27. In his theory of ‘**collective representation’, Emile Durkheim ** maintains that the individual’s thought and behaviour are determined by the body of experiences, system of ideas, patterns of behaviour, attitudes and values held in common by a group of people. For him, sociali­zation is a one-way process because his focus has been on how society develops and moulds the individual to fit into the group. Durkheim’s conception left little room for individual’s initiative and freedom in the process of socialization. He utilised his theory of collective representation in explaining the causes of suicide, the social phenomena of religion and the concept of social solidarity and such others.

28. Besides the theories of **Ivan Pavlov and John Watson** (classical Conditioning) as well as that of  **B. F. Skinner and Martin Seligman**  (radical behaviourism) **Albert Bandura** proposed a third type of behaviorism called **social learning theory** (also known as observational learning). According to this theory, people can learn indirectly by watching other’s behaviors. When one person observes another person experiencing a punishment in response to a behavior, the observer generally becomes less likely to engage in that behavior. On the other hand, if one person observes another person being rewarded in response to a behavior, the observer will generally become more likely to engage in that behavior.

29. Another theory known as **family systems theory** emphasizes the role of family factors, such as relationships within families (sibling, parent-child, and parent-parent relationships) and the structure of families in influencing developmental outcomes.

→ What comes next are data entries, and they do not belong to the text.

PR #673, opened 2016-05-13
[5.1] OGM-982 - Upgrade to ORM 5.1

gunnarmorling:
The actual update wasn't too hard, that's done in the first commit. The more challenging issue was getting the integration tests to work. The reason being that WF 10 - naturally - still contains ORM 5.0. So that's what I did to make it work:

* Create a new module for ORM 5.1; Note that it doesn't contain the actual JARs but refers to them via Maven artifact coordinates; That requires a Maven repo on the system running WF, but I find that a good compromise for the sake of not futher increasing the size of the module ZIP
* Create a new module for HSEARCH 5.5.3-orm51; This is to make HSEARCH use ORM 5.1 instead of 5.0, as otherwise OGM and HSEARCH would work with conflicting ORM versions. This requires the 5.5.3 HSEARCH module ZIP to have been unzipped.

Let me know what you think. If we agree on the general approach, I'll update the docs.

### DIFF
--- a/core/src/main/java/org/hibernate/ogm/persister/impl/OgmEntityPersister.java
+++ b/core/src/main/java/org/hibernate/ogm/persister/impl/OgmEntityPersister.java
@@ -23,7 +23,7 @@ import org.hibernate.LockMode;
 import org.hibernate.LockOptions;
 import org.hibernate.MappingException;
 import org.hibernate.StaleObjectStateException;
-import org.hibernate.bytecode.instrumentation.spi.LazyPropertyInitializer;
+import org.hibernate.bytecode.enhance.spi.LazyPropertyInitializer;
 import org.hibernate.cache.spi.access.EntityRegionAccessStrategy;
 import org.hibernate.cache.spi.access.NaturalIdRegionAccessStrategy;
 import org.hibernate.cache.spi.entry.CacheEntry;
@@ -607,6 +607,10 @@ public abstract class OgmEntityPersister extends AbstractEntityPersister impleme
 	public Object initializeLazyProperty(String fieldName, Object entity, SessionImplementor session)
 			throws HibernateException {
 
+		if ( true ) {
+			throw new RuntimeException( "BOOM" );
+		}
+
 		final Serializable id = session.getContextEntityIdentifier( entity );
 
 		final EntityEntry entry = session.getPersistenceContext().getEntry( entity );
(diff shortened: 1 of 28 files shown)


Sanne:
> Note that it doesn't contain the actual JARs but refers to them via Maven artifact coordinates; That requires a Maven repo on the system running WF

I'm not convinced by this choice, you're trading away usability for the sake of some notion that 60MB is ok while 70MB is not acceptable.

If you feel strongly about making the modules smaller, we could have a second set which uses this approach consistently (for all jars), but we need at least the full-weight modules for those running offline, copying Maven repos with "the right content" is a hurdle, not least the documentation becomes even more intimidating when you explain all these details.

gunnarmorling:
Indeed I see it as a first step to obtain all JARs via their artifacts. Then we are talking about dozens of MB vs. just a few module.xml.

I'm negative on maintaining two sets of modules. So if we cannot agree on the slimmed-down approach I'll add the new JARs here, too. But this thing is getting larger and larger. Would be interesting what others think.

> copying Maven repos with "the right content" is a hurdle

https://github.com/release-engineering/offliner might help with that for those who really need it, but that'd need some more investigation/documentation.

Sanne:
>  Would be interesting what others think.

+1, and it came up before

core/src/main/java/org/hibernate/ogm/persister/impl/OgmEntityPersister.java
```diff
@@ -607,6 +607,10 @@ private Tuple getResultsetById(Serializable id, SessionImplementor session) {
 	public Object initializeLazyProperty(String fieldName, Object entity, SessionImplementor session)
 			throws HibernateException {
 
+		if ( true ) {
+			throw new RuntimeException( "BOOM" );
+		}
```
DavideD: ???

DavideD:
For this specific issue I would stay consistent and copy the jar in the dist package.

Let's open a separate JIRA and talk about alternatives. I think I like the idea of two different module set but I'm worried about the increase in complexity related to integration tests and maintenance.

core/src/main/java/org/hibernate/ogm/persister/impl/OgmEntityPersister.java
gunnarmorling: Oops :)

gsmet:
Same here, we should keep it consistent with how it works now and open another issue if we want to look for alternatives.

gsmet:
@gunnarmorling do you plan to make progress on this or should I take it over?

Thanks!

gunnarmorling:
@gsmet, yes, I'll take it up.

gunnarmorling:
Closing it; Going to send a new one.

Issue #814, opened 2018-12-10
Investigate Divi conflict


joshfeck:
Please see HS thread:

https://secure.helpscout.net/conversation/727763885/596100?folderId=100570

joshfeck:
A quick recap on some troubleshooting I did:

Ee 4.9.69 + divi 3.18.3 + wp 5.0: Divi's front end editor works
EE current master + divi 3.18.3 + wp 5.0: Divi's front end editor is broken, JS errors
EE current master + divi 3.18.3 + wp 4.9.8 (no Gutenberg plugin activated) Divi's front end editor works

nerrad:
I spent a bit of time tonight looking into this.  The frustrating thing here is that without having access to the divi source, I can't really troubleshoot this effectively but here's what I've discovered:

- We extract webpack boilerplate into its own file that is then loaded as a dependency for our built files.  Since the boilerplate nearly never changes, this helps keep that cached long term in people's browsers and reduces (by about 1-2kb) the size of each of our bundles.  I discovered that divi throws up on this.  Could be because divi also builds their `bundle.js` file through webpack only its a different version of webpack maybe.  So if I switch our build process to not extract this built file divi doesn't blow up. However...
- Although divi loads, there's a whole bunch of errors in the console for things like `_` not being found (lodash symbol) and `wp` not being found (wp js global).  What's frustrating here is all these errors have divi's `bundle.js` as the source of the errors in the stack trace.  So on the surface it appears like divi is doing something in maybe reading the scripts on the page or mirroring behaviour or something but whatever its doing its clobbering other things loading on the page.  It's all conjecture though without seeing the source 😠 
- I was able to tweak our script so it JUST loads the base file and enqueues wp core's `lodash` as a dependency.  This confirms the conflict here because divi throws undefined `_` errors (which clearly does NOT come from our code, I ensured there was none of our own javascript loading).  This will be because WP core loads lodash in no conflict mode whenever its library is enqueued:

See `wp-includes/script-loader.php`
```
did_action( 'init' ) && $scripts->add_inline_script( 'lodash', 'window.lodash = _.noConflict();' );
```

So at a minimum, divi is not accounting for the fact that on the frontend the WordPress lodash library might be in use.

I suspect this might be a cause for some of the other console errors I was seeing as well.

## Next steps

* [ ] investigate namespacing the webpack boilerplate (runtime) built for our files OR (what I suspect we'll just have to do) is just have the webpack runtime in each file like normal.
[...]

PR #815, opened 2018-12-11
don’t load our blocks framework if in Divi front-end editor context

nerrad:

See #814 for background.  Essentially this pull kills any php side block registration (and thus any asset loading) when the divi frontend editor is loading.  Divi uses a request parameter (`et_fb`) when in that view so its trivial for us to just use that to kill loading.

Brent, I don't generally like putting compatibility things for other plugins directly in our code like this, but in this case I'm _hoping_ that Divi gets on the ball and fixes the conflict issues on their end.  Essentially they are not accounting for the very real possibility that other plugins/themes could start using the WP core block api for loading react, lodash etc on the frontend (along with other `wp` packages). For now, we don't really care because divi doesn't really fully support GB anyways, they currently just _bypass_ the whole thing.

## How has this been tested

* [x] tested against the issue reported in #814 with Divi loaded.
* [x] Ensured our assets still load on other non divi frontend editor routes.

## Checklist

* [ ] My code is tested.

### DIFF
--- a/core/EE_System.core.php
+++ b/core/EE_System.core.php
@@ -1327,7 +1327,8 @@ final class EE_System implements ResettableInterface
      */
     private function canLoadBlocks()
     {
-        return function_exists('register_block_type')
+        return apply_filters('FHEE__EE_System__canLoadBlocks', true)
+               && function_exists('register_block_type')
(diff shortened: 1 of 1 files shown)


joshfeck:
re-tested and it still works.

Issue #772, opened 2018-11-04
Customize Unauthorized message from PayPal


lorenzocaum:
**Summary**
With PayPal Express and PayPal Express Checkout Smart Payment Buttons, we check the credentials on save to make sure they work. If there is a problem such as entering them in the wrong order, then an event organizer will see something like this:

Error validating PayPal credentials. Unauthorized

![image 2018-11-02 at 7 40 26 am](https://user-images.githubusercontent.com/1079138/47913464-96a78880-de72-11e8-8ce9-06ef5b56cf05.png)

Could we tailor the "unauthorized" message so its more specific to the payment gateway?

That way we can provide some tips to get back on track.

Examples:

- [PayPal Express] PayPal did not accept your API credentials. Double-check your credentials and copy and paste them into the fields again and save changes. Alternatively, remove your existing credentials in PayPal.com and request new API credentials and try them.

- [PayPal Smart Buttons] PayPal did not accept your API credentials. Double-check your credentials and copy and paste them into the fields again and save changes. Alternatively, create a new app and try the new API credentials.

**Other notes**
Also see: https://github.com/eventespresso/eea-paypal-smart-buttons/issues/27

mnelson4:
PR merged

PR #820, opened 2018-12-13
improve paypal pro unauthenticatd message

mnelson4:

Added credentials check when saving PayPal Pro, and improved authenticated error message for PayPal Pr (it's now https://drive.google.com/a/eventespresso.com/file/d/1-Db0OwLUYC8ctOF7CcUjz6_9kvlmVP1i/view?usp=drivesdk). 

Addresses https://github.com/eventespresso/event-espresso-core/issues/772 

## Changes to Translated Strings

`Are you sure this is your API username, not your login username?%1$s`
changed to
`Are you sure this is your API username, not your login username? %1$s` (added a space)

`Are you sure this is your API password, not your login password.%1$s`
changed to
`Are you sure this is your API password, not your login password? %1$s` (changed a period to a question mark and added a space)

`Please verify your API signature is correct.%1$s`
changed to
`Please verify your API signature is correct. %1$s` (added a space)

I thought it might be more ok to change these translated strings because they're fairly new, only seen by event managers (not site visitors) and only seen when there is an error.

@joshfeck do you approve of these translated strings? or would you rather leave them as-is?

## How has this been tested

* [x] On master, purposefully set the wrong credentials for PayPal Pro. Then switch to this branch. Then go to make a payment. You should get a more helpful error message than before (saying "PayPal did not accept your API username, password, or signature. Please double-check these credentials and if debug mode is on.")
* [x] On this branch, try to save PayPal Pro with bad credentials. After the form submits, you should see a helpful error message saying the credentials were wrong, and some suggestions in the form about what could be wrong.
* [x] Try to save PayPal Pro with good credentials. It should work as normal. And you should be able to pay as usual.
* [x] On this branch, activate PayPal **Express** instead. Try to save it with invalid credentials. You should still get validation errors informing you of that.
* [x] Save PayPal **Express** with valid credentials and make a payment with it.

## Checklist

* [x] My code is tested.


caffeinated/payment_methods/Paypal_Pro/forms/SettingsForm.php
```diff
@@ -0,0 +1,51 @@
...
+    public function __construct(array $options_array = array(), $help_tab_link)
+    {
+        $options_array = array_replace_recursive(
+            array(
+                'extra_meta_inputs' => array(
+                    'credit_card_types' => new EE_Checkbox_Multi_Input(
+                        EE_PMT_Paypal_Pro::card_types_supported(),
+                        array(
+                            'html_label_text' => __('Card Types Supported', 'event_espresso'),
+                            'required' => true )
```
knazart: I'd wrap this parenthesis to a new line.

core/services/payment_methods/forms/PayPalSettingsForm.php
```diff
@@ -0,0 +1,182 @@
...
+                        'html_label_text' => sprintf(
+                            esc_html__('API Signature %s', 'event_espresso'),
+                            $help_tab_link
+                        ),
+                        'required'        => true,
+                    )
+                ),
+            )
+            )
+        );
```
knazart: Are we missing a second parameter (`$options_array`) for the `array_replace_recursive()` here ?

mnelson4: errrmm ya totally

mnelson4:
Thanks Nazar. I also remembered Brent asks that the classnames should be unique, even though the namespace makes that unnecessary (it's just nicer dealing with the classes in the code, eg `PayPalProSettingsForm` is more intuitive than just `SettingsForm`). That wasn't the case with the settings form used for PayPal Express, so we can't change that without breaking backward compatibility, but going forward we should do that.
Ok this is ready for another review.

knazart:
> I also remembered Brent asks that the classnames should be unique

Oh, kk, didn't hear about that. Although I was wondering about the "plain" `SettingsForm` naming in this spot myself.

Btw, I think you forgot to push 😃 I don't see the changes.

core/services/payment_methods/forms/PayPalSettingsForm.php
```diff
@@ -108,7 +115,10 @@ protected function checkForCredentialsErrors()
 
         if (empty($response_args['ACK'])) {
             EE_Error::add_error(
-                esc_html__('Your PayPal credentials could not be verified. Part of their response was missing.', 'event_espresso'),
+                esc_html__(
+                    'Your PayPal credentials could not be verified. Part of their response was missing.',
+                    'event_espresso'
+                ),
```
knazart: +1 for this. Should we do the same on lines `105`, `139` and `168` ?

mnelson4: yeah may as well tidy that up, thanks

mnelson4:
Thanks @knazart.
I'm realizing I should really also ask Brent to review, especially the new infrastructure class (`PayPalSettingsForm`)

core/services/payment_methods/forms/PayPalSettingsForm.php
```diff
@@ -0,0 +1,219 @@
...
+        );
+        if (is_wp_error($response) || empty($response['body'])) {
+            // If we got here then there was an error in this request.
+            // maybe is turned off. We don't know the credentials are invalid
+            EE_Error::add_error(
+                sprintf(
+                    // translators: %1$s Error message received from PayPal
+                    esc_html__(
+                        // @codingStandardsIgnoreStart
+                        'Your PayPal credentials could not be verified. There was an error communicating with PayPal, it was %1$s',
```
tn3rb: Depending on how the error is worded, this could end up being really confusing, so instead of:

> There was an error communicating with PayPal, it was %1$s

how about:

> The following error occurred while communicating with PayPal: %1$s

which does not have the possibility of resulting in weird looking grammar and/or sentence structure

core/services/payment_methods/forms/PayPalSettingsForm.php
```diff
@@ -0,0 +1,219 @@
...
+                        'event_espresso'
+                    ),
+                    $this->helpTabLink()
+                )
+            );
+            $this->get_input('api_password')->add_validation_error(
+                sprintf(
+                    // translators: $1$s HTML for a link to the help tab
+                    esc_html__(
+                        'Are you sure this is your API password, not your login password.%1$s',
```
tn3rb: needs a question mark and a space before the link

ie:

> 'Are you sure this is your API password and not your login password? %1$s',

core/services/payment_methods/forms/PayPalSettingsForm.php
```diff
@@ -0,0 +1,219 @@
...
+                    'If you are using PayPal Sandbox (test) credentials, Debug mode should be set to "Yes". Otherwise, if you are using live PayPal credentials, set this to "No".',
+                    // @codingStandardsIgnoreEnd
+                    'event_espresso'
+                )
+            );
+            $this->get_input('api_username')->add_validation_error(
+                sprintf(
+                    // translators: $1$s HTML for a link to the help tab
+                    esc_html__(
+                        'Are you sure this is your API username, not your login username?%1$s',
```
tn3rb: maybe:

>  'Are you sure this is your API username and not your login username? %1$s',

core/services/payment_methods/forms/PayPalSettingsForm.php
```diff
@@ -0,0 +1,219 @@
...
+                        'Are you sure this is your API password, not your login password.%1$s',
+                        'event_espresso'
+                    ),
+                    $this->helpTabLink()
+                )
+            );
+            $this->get_input('api_signature')->add_validation_error(
+                sprintf(
+                    // translators: $1$s HTML for a link to the help tab
+                    esc_html__('Please verify your API signature is correct.%1$s', 'event_espresso'),
```
tn3rb: needs a space before the link, ie:

> 'Please verify your API signature is correct. %1$s'

payment_methods/Paypal_Express/forms/SettingsForm.php
```diff
@@ -17,53 +14,22 @@
...
-
     /**
      * SettingsForm constructor.
      *
      * @param array $options_array
-     * @param string     $help_tab_link
+     * @param string $help_tab_link
+     * @throws \EventEspresso\core\exceptions\InvalidDataTypeException
+     * @throws \EventEspresso\core\exceptions\InvalidInterfaceException
+     * @throws \InvalidArgumentException
```
tn3rb: these classes should all be imported, so that you can see everything the class utilizes via the `use` statements at the top of the file

caffeinated/payment_methods/Paypal_Pro/forms/PayPalProSettingsForm.php
```diff
@@ -0,0 +1,46 @@
...
+ */
+class PayPalProSettingsForm extends PayPalSettingsForm
+{
+    /**
+     * SettingsForm constructor.
+     *
+     * @param array $options_array
+     * @param string $help_tab_link
+     */
+    public function __construct(array $options_array = array(), $help_tab_link)
```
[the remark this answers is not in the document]
mnelson4: the grandparent class, `EE_Payment_Method_Form`, has the options_array be optional, so I thought all child classes needed to likewise leave it optional, right?
See https://stackoverflow.com/questions/13423494/why-is-overriding-method-parameters-a-violation-of-strict-standards-in-php
Although when I tried it locally, I didn't get any errors. I would have expected to. Well, I'll try pushing it and see what travis says...

core/services/payment_methods/forms/PayPalSettingsForm.php
mnelson4: When I read that "and", it reads like "Are you sure this is your x and y?" (where x is "API username" and y is "not your login username"). Which reads a little strange.
What about "Are you sure this is your API username? (Not your login username)"?

core/services/payment_methods/forms/PayPalSettingsForm.php
mnelson4: ya space looks better. Same situation as before, but I don't think breaking this string is a big deal (for same reason as https://github.com/eventespresso/event-espresso-core/pull/820#discussion_r242644962).

payment_methods/Paypal_Express/forms/SettingsForm.php
mnelson4: oups, missed those. Thanks.

mnelson4:
Thanks Brent. I implemented most of your suggestions but had a reply to a few others.

caffeinated/payment_methods/Paypal_Pro/forms/PayPalProSettingsForm.php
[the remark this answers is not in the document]
tn3rb: oh sry I missed that that parameter got passed up to yet another parent, so ya keep it as is since that class is already out in the wild.

core/services/payment_methods/forms/PayPalSettingsForm.php
tn3rb: hmmm... well it would only break the existing translation if we also change that string that's in another file right?
I would think that adding the question mark here would simply add another string to the PO file, which is not necessarily desirable.

I'm okay with changing it because I favour enhancement over backwards compatibility but I'm also okay with deferring the decision to @joshfeck / the support tEEm since they're the ones that have to deal with the angry mobs.

core/services/payment_methods/forms/PayPalSettingsForm.php
tn3rb: > it reads like "Are you sure this is your x and y?"

just throw the "not" in there and it becomes:

> "Are you sure this is your x and **not** y?"

or if you really want to think like a programmer:L

> "Are you sure this is your x and **!** y?"

or what about:

```
if ( $you === 'sure' && isApiCredential($username) && ! isLoginCredential($username) ) {
```

core/services/payment_methods/forms/PayPalSettingsForm.php
tn3rb: I agree with you but if you want to let @joshfeck decide, then that's fine with me

mnelson4:
@joshfeck this ticket currently makes some changes to translated strings that you should either approve or reject. I outlined them on https://github.com/eventespresso/event-espresso-core/pull/820#issue-238525919 under "Changes to translated strings". 
If you don't approve I'm happy to put them back.

kristinoc:
@joshfeck what PayPal test credentials can i use to test the proper credentials -- after I use the "bad" credentials?

joshfeck:
@kristinoc you can ping me in slack and I'll show you where we keep that information.

kristinoc:
I entered a bad API password on master then switched. - and when I tested  a transaction I got this message 
ticket820_2

joshfeck:
I checked through all the checklist steps. This works well and is ready for merging.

30. Family systems theory differs from many other theories of development in focusing on the family, rather than the individual, as the primary unit of analysis. Family systems theorists conceptualize development in terms of interactions between people, rather than any one individual’s behavior. This is a significant shift in conceptualizing development.

31. **Social ecological systems theory**  emphasizes interconnections among different elements of a child’s environment, including parental influences which affect a child directly, and distant influences, such as the community, which affect a child indirectly. Generally speaking, social ecological models of development focus on an individual child at the center of a complex array of influences.

32. **Biological theories** emphasize biological causes, such as genes, or hormones. In other words, one’s biology is viewed as the underlying cause of behavior, cognition, and emotion within the broader social environment. 

33. **Evolutionary developmental theory** proposes that behavioral patterns  help us to survive, reproduce, or acquire resources that support survival and reproduction. Another way of saying this is that people are born prepared to be social in certain ways because it keeps the species going.

34. Human beings have thinking capacity and language, so they can carry on mental conversation. It is through this facility we can anticipate other’s behavior. Through internal conversation we can imagine the thoughts, emotions, and behavior of others in a given situation.

35. **Social construction** is an ongoing process that is embedded in our everyday interactions. People act in accordance with shared meanings, orientations, and assumptions. **Erving Goffman’s dramaturgical theory** views social life as a theatrical performance in which we are all actors on metaphysical stages with roles, scripts, costumes, and sets. **Ethnomethodology** is an approach to studying human interaction that focuses on the ways in which we make sense of our world, convey this understanding to others, and produce a mutually shared social order. The Internet has created new types of social interaction that don’t incorporate traditional  verbal and visual reality but rely on **virtual and augmented reality** (e.g.,Pokemon GO). It has also changed society by creating new types of crimes and new ways of communicating. Because our reality is socially constructed, we all have a stake in maintaining consensus on shared meanings.